Check every line of the data below for "apply". Copy each one that has it.

[Input for this task]

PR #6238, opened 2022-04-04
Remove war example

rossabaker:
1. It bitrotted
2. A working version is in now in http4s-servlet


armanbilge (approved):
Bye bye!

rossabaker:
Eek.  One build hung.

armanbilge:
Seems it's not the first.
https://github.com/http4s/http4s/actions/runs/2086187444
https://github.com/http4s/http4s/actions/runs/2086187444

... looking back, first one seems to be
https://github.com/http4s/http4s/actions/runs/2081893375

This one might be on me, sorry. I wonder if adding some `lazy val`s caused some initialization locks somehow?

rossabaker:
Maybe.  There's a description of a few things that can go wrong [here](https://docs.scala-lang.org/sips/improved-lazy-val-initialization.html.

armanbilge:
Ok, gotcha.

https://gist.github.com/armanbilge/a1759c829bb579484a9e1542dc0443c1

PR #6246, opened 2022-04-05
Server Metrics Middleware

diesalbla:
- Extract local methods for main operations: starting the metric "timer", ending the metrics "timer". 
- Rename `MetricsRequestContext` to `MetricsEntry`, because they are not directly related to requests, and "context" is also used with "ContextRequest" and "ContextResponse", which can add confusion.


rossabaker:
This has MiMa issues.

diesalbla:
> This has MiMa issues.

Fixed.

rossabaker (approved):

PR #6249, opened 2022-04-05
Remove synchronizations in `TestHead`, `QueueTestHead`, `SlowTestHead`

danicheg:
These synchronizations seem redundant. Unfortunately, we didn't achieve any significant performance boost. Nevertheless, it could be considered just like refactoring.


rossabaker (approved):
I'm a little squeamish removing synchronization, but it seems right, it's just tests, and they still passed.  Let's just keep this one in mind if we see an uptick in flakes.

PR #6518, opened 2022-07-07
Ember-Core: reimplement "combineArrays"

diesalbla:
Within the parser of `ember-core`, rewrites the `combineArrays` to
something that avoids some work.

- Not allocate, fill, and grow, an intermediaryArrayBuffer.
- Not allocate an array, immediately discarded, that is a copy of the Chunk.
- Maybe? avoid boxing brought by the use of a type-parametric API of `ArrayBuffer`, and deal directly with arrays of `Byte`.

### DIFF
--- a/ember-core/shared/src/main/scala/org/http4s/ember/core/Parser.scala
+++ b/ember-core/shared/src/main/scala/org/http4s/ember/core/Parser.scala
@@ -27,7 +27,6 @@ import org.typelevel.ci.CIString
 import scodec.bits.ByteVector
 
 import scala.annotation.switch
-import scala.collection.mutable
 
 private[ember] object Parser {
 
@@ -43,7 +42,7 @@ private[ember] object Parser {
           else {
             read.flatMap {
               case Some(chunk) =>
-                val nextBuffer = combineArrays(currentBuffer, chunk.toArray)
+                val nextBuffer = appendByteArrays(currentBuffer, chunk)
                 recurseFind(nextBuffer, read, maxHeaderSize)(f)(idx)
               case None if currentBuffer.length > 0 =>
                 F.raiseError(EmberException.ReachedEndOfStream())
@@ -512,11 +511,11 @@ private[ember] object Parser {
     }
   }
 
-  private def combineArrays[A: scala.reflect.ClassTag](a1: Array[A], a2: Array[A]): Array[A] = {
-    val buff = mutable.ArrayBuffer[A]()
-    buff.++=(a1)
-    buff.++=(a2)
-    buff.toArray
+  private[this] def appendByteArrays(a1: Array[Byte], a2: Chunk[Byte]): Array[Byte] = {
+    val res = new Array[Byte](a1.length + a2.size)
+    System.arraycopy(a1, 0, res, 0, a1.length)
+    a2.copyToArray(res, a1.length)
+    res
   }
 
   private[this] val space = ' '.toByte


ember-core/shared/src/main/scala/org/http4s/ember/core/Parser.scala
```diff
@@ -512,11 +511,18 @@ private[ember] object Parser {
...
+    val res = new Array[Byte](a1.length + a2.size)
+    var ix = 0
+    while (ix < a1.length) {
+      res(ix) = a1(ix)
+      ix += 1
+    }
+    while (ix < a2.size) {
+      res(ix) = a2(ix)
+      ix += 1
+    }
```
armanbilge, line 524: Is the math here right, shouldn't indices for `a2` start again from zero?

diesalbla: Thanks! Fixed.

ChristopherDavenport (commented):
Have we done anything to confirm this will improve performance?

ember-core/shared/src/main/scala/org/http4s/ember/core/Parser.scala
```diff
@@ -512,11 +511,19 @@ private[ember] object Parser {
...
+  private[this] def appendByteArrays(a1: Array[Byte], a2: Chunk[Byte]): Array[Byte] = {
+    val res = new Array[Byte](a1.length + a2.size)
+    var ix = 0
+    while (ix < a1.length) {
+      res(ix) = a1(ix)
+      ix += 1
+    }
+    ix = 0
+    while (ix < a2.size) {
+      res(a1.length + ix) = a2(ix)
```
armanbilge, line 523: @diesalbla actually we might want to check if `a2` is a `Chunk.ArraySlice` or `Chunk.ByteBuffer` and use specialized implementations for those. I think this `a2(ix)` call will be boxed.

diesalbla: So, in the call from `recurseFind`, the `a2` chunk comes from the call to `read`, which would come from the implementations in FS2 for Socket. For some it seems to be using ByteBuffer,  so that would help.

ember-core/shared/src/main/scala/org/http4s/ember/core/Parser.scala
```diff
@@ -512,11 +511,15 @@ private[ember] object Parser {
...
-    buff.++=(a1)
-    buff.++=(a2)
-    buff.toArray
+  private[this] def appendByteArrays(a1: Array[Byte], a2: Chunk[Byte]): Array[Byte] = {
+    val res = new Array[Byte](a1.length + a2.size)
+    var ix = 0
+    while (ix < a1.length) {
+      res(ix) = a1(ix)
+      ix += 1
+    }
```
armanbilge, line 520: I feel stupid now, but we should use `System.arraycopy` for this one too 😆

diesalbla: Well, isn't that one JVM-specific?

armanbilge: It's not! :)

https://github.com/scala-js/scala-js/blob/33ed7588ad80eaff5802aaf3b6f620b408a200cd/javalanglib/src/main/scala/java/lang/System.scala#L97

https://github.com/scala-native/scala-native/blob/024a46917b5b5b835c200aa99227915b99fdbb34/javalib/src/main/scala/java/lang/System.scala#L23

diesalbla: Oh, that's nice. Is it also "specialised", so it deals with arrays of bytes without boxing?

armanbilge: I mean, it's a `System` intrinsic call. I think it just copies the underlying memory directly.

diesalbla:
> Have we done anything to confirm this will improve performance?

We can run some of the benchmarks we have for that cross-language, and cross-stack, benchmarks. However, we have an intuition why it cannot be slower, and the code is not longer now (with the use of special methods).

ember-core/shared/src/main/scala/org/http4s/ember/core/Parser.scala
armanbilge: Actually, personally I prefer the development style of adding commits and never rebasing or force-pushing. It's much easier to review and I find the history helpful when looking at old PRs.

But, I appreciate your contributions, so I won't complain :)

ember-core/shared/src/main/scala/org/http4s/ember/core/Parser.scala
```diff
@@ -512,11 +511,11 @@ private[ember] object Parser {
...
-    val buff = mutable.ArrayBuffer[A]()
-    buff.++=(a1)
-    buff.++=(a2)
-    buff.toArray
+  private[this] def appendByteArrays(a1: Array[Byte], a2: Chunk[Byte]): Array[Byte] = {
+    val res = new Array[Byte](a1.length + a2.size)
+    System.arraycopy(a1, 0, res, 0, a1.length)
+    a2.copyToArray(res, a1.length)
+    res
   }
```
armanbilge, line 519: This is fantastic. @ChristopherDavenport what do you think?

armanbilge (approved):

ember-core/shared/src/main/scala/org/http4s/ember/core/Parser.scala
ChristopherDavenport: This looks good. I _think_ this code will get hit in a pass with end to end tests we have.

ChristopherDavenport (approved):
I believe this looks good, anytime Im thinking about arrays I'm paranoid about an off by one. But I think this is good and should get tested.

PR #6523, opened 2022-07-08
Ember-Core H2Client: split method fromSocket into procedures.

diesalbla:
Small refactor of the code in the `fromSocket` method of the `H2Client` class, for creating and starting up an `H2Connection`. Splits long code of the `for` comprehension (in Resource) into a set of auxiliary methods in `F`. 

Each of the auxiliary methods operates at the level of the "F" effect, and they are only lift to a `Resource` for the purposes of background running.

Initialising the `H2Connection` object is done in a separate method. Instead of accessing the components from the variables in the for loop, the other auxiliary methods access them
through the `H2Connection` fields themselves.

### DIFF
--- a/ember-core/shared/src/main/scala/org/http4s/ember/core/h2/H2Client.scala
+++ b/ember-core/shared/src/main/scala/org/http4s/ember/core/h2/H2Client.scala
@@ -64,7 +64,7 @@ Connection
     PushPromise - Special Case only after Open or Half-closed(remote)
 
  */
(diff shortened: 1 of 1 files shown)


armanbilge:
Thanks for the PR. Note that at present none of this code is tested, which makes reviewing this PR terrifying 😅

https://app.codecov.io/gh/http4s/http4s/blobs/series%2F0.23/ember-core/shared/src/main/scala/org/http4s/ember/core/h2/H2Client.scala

[/Input for this task]
[Input for this task]

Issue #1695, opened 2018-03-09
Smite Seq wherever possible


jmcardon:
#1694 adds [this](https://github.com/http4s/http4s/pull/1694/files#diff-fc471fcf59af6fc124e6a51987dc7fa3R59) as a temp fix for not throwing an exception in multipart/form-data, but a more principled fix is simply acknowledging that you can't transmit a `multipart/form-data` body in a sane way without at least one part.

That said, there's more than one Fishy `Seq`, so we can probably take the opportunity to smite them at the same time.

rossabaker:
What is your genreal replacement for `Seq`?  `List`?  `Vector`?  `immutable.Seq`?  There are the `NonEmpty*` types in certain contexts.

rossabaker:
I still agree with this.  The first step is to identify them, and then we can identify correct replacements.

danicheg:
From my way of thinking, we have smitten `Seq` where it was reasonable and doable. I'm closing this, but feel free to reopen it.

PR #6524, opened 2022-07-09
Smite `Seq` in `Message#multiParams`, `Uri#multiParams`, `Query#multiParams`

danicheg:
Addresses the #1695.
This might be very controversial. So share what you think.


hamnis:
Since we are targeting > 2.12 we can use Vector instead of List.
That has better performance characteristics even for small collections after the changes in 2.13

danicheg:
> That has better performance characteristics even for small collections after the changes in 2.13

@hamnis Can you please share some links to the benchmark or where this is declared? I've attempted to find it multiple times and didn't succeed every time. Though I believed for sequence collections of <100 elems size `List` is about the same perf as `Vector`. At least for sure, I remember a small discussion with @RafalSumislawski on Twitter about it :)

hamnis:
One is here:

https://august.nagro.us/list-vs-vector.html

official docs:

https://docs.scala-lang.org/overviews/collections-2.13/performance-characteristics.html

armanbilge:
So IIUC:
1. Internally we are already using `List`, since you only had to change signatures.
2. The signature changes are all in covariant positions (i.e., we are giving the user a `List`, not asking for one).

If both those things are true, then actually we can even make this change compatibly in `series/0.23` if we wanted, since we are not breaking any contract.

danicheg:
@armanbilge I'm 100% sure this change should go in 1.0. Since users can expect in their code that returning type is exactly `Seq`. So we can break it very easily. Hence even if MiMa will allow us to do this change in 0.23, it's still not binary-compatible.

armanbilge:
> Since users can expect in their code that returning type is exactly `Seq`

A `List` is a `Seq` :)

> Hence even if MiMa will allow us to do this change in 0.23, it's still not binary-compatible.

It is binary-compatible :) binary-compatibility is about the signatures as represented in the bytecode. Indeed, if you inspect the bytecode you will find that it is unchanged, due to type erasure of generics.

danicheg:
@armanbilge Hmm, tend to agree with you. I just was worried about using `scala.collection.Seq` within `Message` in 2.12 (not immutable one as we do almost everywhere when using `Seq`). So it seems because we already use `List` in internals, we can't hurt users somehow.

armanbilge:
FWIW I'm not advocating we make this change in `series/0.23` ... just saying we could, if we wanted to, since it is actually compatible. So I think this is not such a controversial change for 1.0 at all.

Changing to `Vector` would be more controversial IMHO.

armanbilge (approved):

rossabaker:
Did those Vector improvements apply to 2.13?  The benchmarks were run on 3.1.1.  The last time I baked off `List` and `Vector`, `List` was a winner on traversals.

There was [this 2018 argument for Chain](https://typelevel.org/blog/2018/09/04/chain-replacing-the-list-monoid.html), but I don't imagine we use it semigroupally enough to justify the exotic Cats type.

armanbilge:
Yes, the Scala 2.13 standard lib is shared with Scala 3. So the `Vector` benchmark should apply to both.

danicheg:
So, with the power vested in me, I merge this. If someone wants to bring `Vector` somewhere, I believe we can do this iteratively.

[/Input for this task]

◆ Task response ◆
Did those Vector improvements apply to 2.13?  The benchmarks were run on 3.1.1.  The last time I baked off `List` and `Vector`, `List` was a winner on traversals.
Yes, the Scala 2.13 standard lib is shared with Scala 3. So the `Vector` benchmark should apply to both.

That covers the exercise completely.